Over the next two or three years, output should increase from the heavy-oil Ku-Maloob-Zaap complex just beyond Cantarell in Campeche Bay and should get underway in earnest on the light-crude oil fields in the Tabasco Littoral. Ku-Zaap-Maloob currently produces about 200,000 b/d and is expected to produce over 700,000 b/d later in the decade. This complex will require $3.7 billion in investments over 18 years, according to company plans. A secondary recovery project is proposed for the Abkatun-Pol-Chuc offshore complex in Campeche Bay, which produces light crude oil, but has declined severely in recent years.

"We will be trying to maintain our investment levels in E&P at $8-$10 billion annually in the long term so as to strengthen our reserve portfolio. This is equivalent to $7 billion in direct physical investment and $3 billion for interest payments on debt.

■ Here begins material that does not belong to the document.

PR #2079, opened 2026-07-09
feat(contracts): add pyth pro verifier

chalabi2:
## Summary
Adds a query-only CosmWasm verifier for upgraded Pyth Core payloads. The upgraded flow replaces Wormhole guardian signature verification with the Pyth router signer model, so Akash needs a verifier that checks the router set, expected emitter, and 3-of-5 quorum.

This would put us on a similar investment level to Shell, BP, and Exxon," said Ramirez Corzo.

Facing new frontiers

The company's oil reserves have fallen mark-edly in recent years; exploration is suddenly a major priority again.

"One of our goals is to evaluate the country's oil and gas potential. We will be spending about $500 million over the next four years or so on shooting seismic through service contracts," Ramirez Corzo said. This investment would also allow PEP to open up frontier exploration for the first time in 25 years.

"We have a great many exploration opportunities that have gone untouched all along the continental shelf and in deepwater. By evaluating potential, we can define clear objectives and get the most out of our investments. The only thing we have been doing for the past two decades is exploring close to reserves we have already discovered," he said.

Another recently announced success at PEP is the Lankahuasa nonassociated gas field in shallow waters off the Veracruz coast. The company has already certified 3 tcf of possible reserves through its first successful exploratory well and expects current drilling to provide more. There is also optimism about Lankahuasa deepwater prospects.

An additional emerging offshore priority is the Coatzacoalcos project off southeastern Mexico. The 13,000-sq-km area lies in water depths to 1,600 ft. PEP has begun exploration to confirm prospects, spending $100 million in 2002. Investments will reach $300 million in 2003.

"This is a high priority project for us, not only because of the quantity and quality of reserves we think we can find, but because of the proximity of strategic infrastructure and producing fields onshore," Ramirez Corzo said.